Modern challenges of disinformation in media: anomaly detection in social network metrics using machine learning models
DOI: 10.31673/2412-9070.2025.027701
Анотація
The article considers the problem of detecting anomalies in the time series of media content metrics obtained from Telegram channels. The task of detecting anomalies is relevant in the context of combating disinformation and analyzing the dynamics of content distribution in social networks. Anomalies in metrics, such as the number of views, shares, comments, and reactions, may indicate manipulative actions, including the use of bots, falsification of reach, or the spread of disinformation.
A dataset obtained through the official Telegram API was used for the analysis. A feature of the data is the lack of retrospective values of metrics, which complicates the analysis of their dynamics. This problem was partially solved by collecting data at fixed time intervals after the publication of each post. The collected data was grouped by the channels of origin of the posts and time intervals after publication to ensure the accuracy of the analysis. Since the data were unlabeled, manual processing was used to remove outliers and ensure the reliability of the modeling.
The article analyzes the functionality of five Python libraries for detecting anomalies in time series: PyOD, TODS, PySAD, Darts, and Prophet. Their compliance with the requirements was assessed, in particular, with respect to working with time series, processing incomplete data, real-time support, seasonality, and computational efficiency. A comparison was made based on tables and graphs that demonstrate the results of using each library. In particular, the PyOD library is a well-known tool for detecting anomalies, but does not support direct work with time series. TODS has the potential to detect anomalies in streaming data, but its development has been discontinued. PySAD specializes in streaming data analysis, but requires a fixed frequency of input data, which limits its application. The Darts library offers a wide set of algorithms for time series analysis, but requires pre-filling of missing values, which creates an additional load on the model. The best results were achieved using the Prophet model, which is able to work with irregular time series without the need for additional data augmentation.

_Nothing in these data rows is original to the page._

PR #1629, opened 2019-02-22
Require a verified email after 2019-03-01 00:00 UTC

carols10cents:
Because that's at least on 2019-02-28 (the date we announced) in all timezones,
and should definitely be after the release scheduled for that day.

As per the plan at https://github.com/rust-lang/crates-io-cargo-teams/issues/8

Needs to be merged and deployed anytime before 2019-03-01 00:00 UTC to be on time with our announced date.

### DIFF
--- a/src/controllers/krate/publish.rs
+++ b/src/controllers/krate/publish.rs
@@ -3,6 +3,8 @@
 use std::collections::HashMap;
 use std::sync::Arc;
 
+use chrono::offset::TimeZone;
+use chrono::{DateTime, Utc};
 use hex::ToHex;
 
 use crate::git;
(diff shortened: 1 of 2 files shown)


carols10cents:
I opened #1630 for reference and to have it ready for when the tests start failing after 2019-03-01 00:00:00 UTC.

src/controllers/krate/publish.rs
```diff
@@ -267,3 +268,102 @@ fn parse_new_headers(req: &mut dyn Request) -> CargoResult<(EncodableCrateUpload
     let user = req.user()?;
     Ok((new, user.clone()))
 }
+
+lazy_static! {
+    static ref VERIFIED_EMAIL_REQUIRED_DATE: DateTime<Utc> =
+        { Utc.ymd(2019, 3, 1).and_hms(0, 0, 0) };
```
sgrif: Since this is only used in one place, and the functions being called have basically no overhead, do you think it's worth inlining this to not have to add lazy-static just to remove it next week?

carols10cents: Can do!

carols10cents:
Done!

jtgeibel:
LGTM!

@bors r+

PR #2016, opened 2019-12-20
Use the percy media query method to hide the downloads graph from percy

carols10cents:
This is a different attempt to fix the percy problems; the percy yaml config doesn't work with the ember-percy version we're currently on.

### DIFF
--- a/app/styles/app.scss
+++ b/app/styles/app.scss
@@ -359,3 +359,9 @@ abbr[title] {
     text-decoration: none;
     border-bottom: 1px dotted;
 }
+
+@media only percy {
+    #crate-downloads .graph {
+       display: none;
+    }
+}


carols10cents:
WOO ok this works at least, hides the download graph in both cases!!

It's not super great that this CSS would be in prod, but it's only a tiny bit sooo 🤷‍♀ 

r? @jtgeibel 

wdyt?

smarnach:
There probably is a way to only include the CSS snippet on Travis, but even if we spend the time to figure it out it doesn't buy us much, while at the same time increasing the risk of bugs that only happen in production, so I wouldn't bother.

jtgeibel:
LGTM!

@bors: r+

PR #2026, opened 2019-12-20
DEPRECATION: Passing actions to components as strings is deprecated.

carols10cents:
DEPRECATION: Passing actions to components as strings (like `{{input
enter="search"}}`) is deprecated. Please use closure actions instead (`{{input
enter=(action "search")}}`). ('cargo/templates/catch-all.hbs' @ L6:C2)
[deprecation id: ember-component.send-action] See
https://emberjs.com/deprecations/v3.x#toc_ember-component-send-action for more
details.

### DIFF
--- a/app/templates/catch-all.hbs
+++ b/app/templates/catch-all.hbs
@@ -6,6 +6,6 @@
   {{input type="text" class="search"
           placeholder="Search"
           value=search
-          enter="search"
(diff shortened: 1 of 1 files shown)


Turbo87:
perfect, thanks! 👍 

@bors r+

PR #2031, opened 2019-12-21
Enable debug MALLOC_CONF options on CI

jtgeibel:
On top of the production configuration, this commit adds two options:

* `abort:true` - most jemalloc warnings become fatal ([opt.abort])
* `junk:true` - both allocated and deallocated memory will be
  initialized to 0xa5. ([opt.junk])

Combined with the existing `abort_conf:true`, this should be equivalent
to enabling the `debug` feature of `jemallocator`.  We cannot enable
this feature in `Cargo.toml` because that would affect performance in
production.

[opt.abort]: http://jemalloc.net/jemalloc.3.html#opt.abort
[opt.junk]: http://jemalloc.net/jemalloc.3.html#opt.junk

r? @carols10cents

### DIFF
--- a/.github/workflows/ci.yml
+++ b/.github/workflows/ci.yml
@@ -66,6 +66,7 @@ jobs:
       TEST_DATABASE_URL: postgres://postgres:@localhost/cargo_registry_test
       CARGO_INCREMENTAL: 0
       RUSTFLAGS: "-C debuginfo=0 -D warnings"
+      MALLOC_CONF: "background_thread:true,abort_conf:true"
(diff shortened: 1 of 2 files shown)


jtgeibel:
Hopefully https://github.com/rust-lang/crates.io/pull/2027#issuecomment-568095773 was just a fluke.  If not, this should make things worse I guess, lol.  The tests run fine for me locally.

carols10cents:
LGTM! 🤷‍♀ 

@bors r+

PR #2032, opened 2019-12-21
Add a concrete `util::Error` type (step 3 of refactoring)

jtgeibel:
This PR may be easier to review commit by commit.  Overall this series continues the previous refactoring work in #1920 and #1929.  In particular, a concrete `util::Error` error type is introduced.  The code is updated to follow a style where:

The experiments conducted showed that Prophet provides the best balance between forecast accuracy and computational efficiency. The choice of the amount of historical data for modeling is crucial, since excessive data increases processing time, and insufficient data reduces forecast accuracy.
The results of the study indicate that none of the considered libraries is a universal solution for all tasks. However, Prophet showed the greatest potential for detecting anomalies in the time series of Telegram metrics, which makes it the best candidate for further development and adaptation in media content monitoring tasks.
Keywords: predictive model, optimization, social networks, machine learning, data analytics, anomaly detection, engagement metrics.